─── RECORDS

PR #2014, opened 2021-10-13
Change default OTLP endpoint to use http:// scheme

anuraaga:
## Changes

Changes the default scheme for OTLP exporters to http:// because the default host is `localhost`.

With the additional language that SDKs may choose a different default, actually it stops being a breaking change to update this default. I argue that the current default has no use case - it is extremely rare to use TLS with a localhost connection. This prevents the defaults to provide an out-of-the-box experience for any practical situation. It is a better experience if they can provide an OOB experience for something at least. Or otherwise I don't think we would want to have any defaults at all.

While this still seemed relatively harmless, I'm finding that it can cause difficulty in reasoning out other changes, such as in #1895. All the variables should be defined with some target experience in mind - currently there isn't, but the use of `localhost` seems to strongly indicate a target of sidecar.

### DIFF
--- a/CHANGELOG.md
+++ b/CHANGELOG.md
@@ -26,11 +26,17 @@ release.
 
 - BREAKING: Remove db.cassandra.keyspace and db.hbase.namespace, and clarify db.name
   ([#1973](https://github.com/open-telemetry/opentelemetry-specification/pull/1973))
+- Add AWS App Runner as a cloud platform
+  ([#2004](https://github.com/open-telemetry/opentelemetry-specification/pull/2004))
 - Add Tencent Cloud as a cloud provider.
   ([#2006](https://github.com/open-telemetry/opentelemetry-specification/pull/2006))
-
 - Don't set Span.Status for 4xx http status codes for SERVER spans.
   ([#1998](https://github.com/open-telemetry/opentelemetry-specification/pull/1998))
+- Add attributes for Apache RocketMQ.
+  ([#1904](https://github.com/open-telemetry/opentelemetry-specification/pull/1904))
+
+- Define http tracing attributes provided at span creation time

──────

# [AIM OF THE EXERCISE]
Which lines above carry the string "with"? Copy those lines.

# [ANSWER FOR THE TASK]
With the additional language that SDKs may choose a different default, actually it stops being a breaking change to update this default. I argue that the current default has no use case - it is extremely rare to use TLS with a localhost connection. This prevents the defaults to provide an out-of-the-box experience for any practical situation. It is a better experience if they can provide an OOB experience for something at least. Or otherwise I don't think we would want to have any defaults at all.
While this still seemed relatively harmless, I'm finding that it can cause difficulty in reasoning out other changes, such as in #1895. All the variables should be defined with some target experience in mind - currently there isn't, but the use of `localhost` seems to strongly indicate a target of sidecar.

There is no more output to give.